Updated September 17, 2022 - 12:50 pm

On the heels of a move endorsed by several chambers of commerce to break up the Clark County School District, Superintendent Jesus Jara on Friday pushed back, calling those efforts “bias-based fiction” that would abandon students with the most needs.

Clark County, the fifth-largest school district in the country with approximately 300,000 students, has recently faced concerns over low rankings nationally, school safety and talks of being placed into receivership.
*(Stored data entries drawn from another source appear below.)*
PR #890, opened 2022-01-07
NOTIF-381 Speed up user fetching

bennetelli:
TODO:
* ~~add secrets to vault (PR is here: https://gitlab.cee.redhat.com/service/app-interface/-/merge_requests/31795~~
* ~~add paging in case the query takes too long.~~
* add keystore password in clowder/as OpenShift secrets (for each environment)
* ~~retrieving "active: true" users only right now. Is that okay?~~
* renew prod certificate (Thomas needs to do it)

Earlier this week, six Southern Nevada chambers of commerce announced that they were endorsing a ballot initiative that — if passed by the Nevada Legislature next year or approved by voters in 2024 — would let local governing bodies opt out of the school district and create their own.

The Vegas Chamber, Henderson Chamber of Commerce, Latin Chamber of Commerce, Urban Chamber of Commerce, Las Vegas Asian Chamber of Commerce and Boulder City Chamber of Commerce all support the initiative.

In an email sent Friday to the school community, Jara said these efforts were not new and would do nothing to address student performance.

“This current effort is based not on facts but on a bias-based fiction predicated on ignoring the evidence,” he wrote. “The size of the student population does not matter; what matters is the size of the state’s financial commitment to its children.”

Nevada rates average in the nation when it comes to K-12 academic achievement, despite “inadequate” per-pupil funding, according to Jara.

The district, like others around the country, is also experiencing a teacher shortage that prompted a five-day pause during the last school year. On Friday, Jara said the district currently has a 26-to-1 teacher/student ratio, a rate that is considerably higher than the national average of 17-to-1.

But Jara said the breakup efforts would create “civil rights challenges” and desert less affluent families and students in communities with the most needs.

“We invite those who continue advocating for breaking up the district to join us in focusing on student outcomes and not pitting communities against each other…” he wrote. “By working as one community and one school district to fund education beyond the current last-in-the nation rate, we will benefit all students no matter their needs.”

In endorsing the ballot initiative on Monday, Peter Guzman, president and CEO of the Latin Chamber of Commerce, said that “everything that can benefit a young person’s education should be on the table.”

But district spokesperson Tod Story told the Review-Journal on Friday that talks of breaking up the district were “soundbites” that don’t deal with the realities of the educators who work daily to improve academic excellence among students across the district.

“Superintendent Jara wanted to remind them to keep doing the good work that they’re doing, never mind the noise and focus on our students,” he said.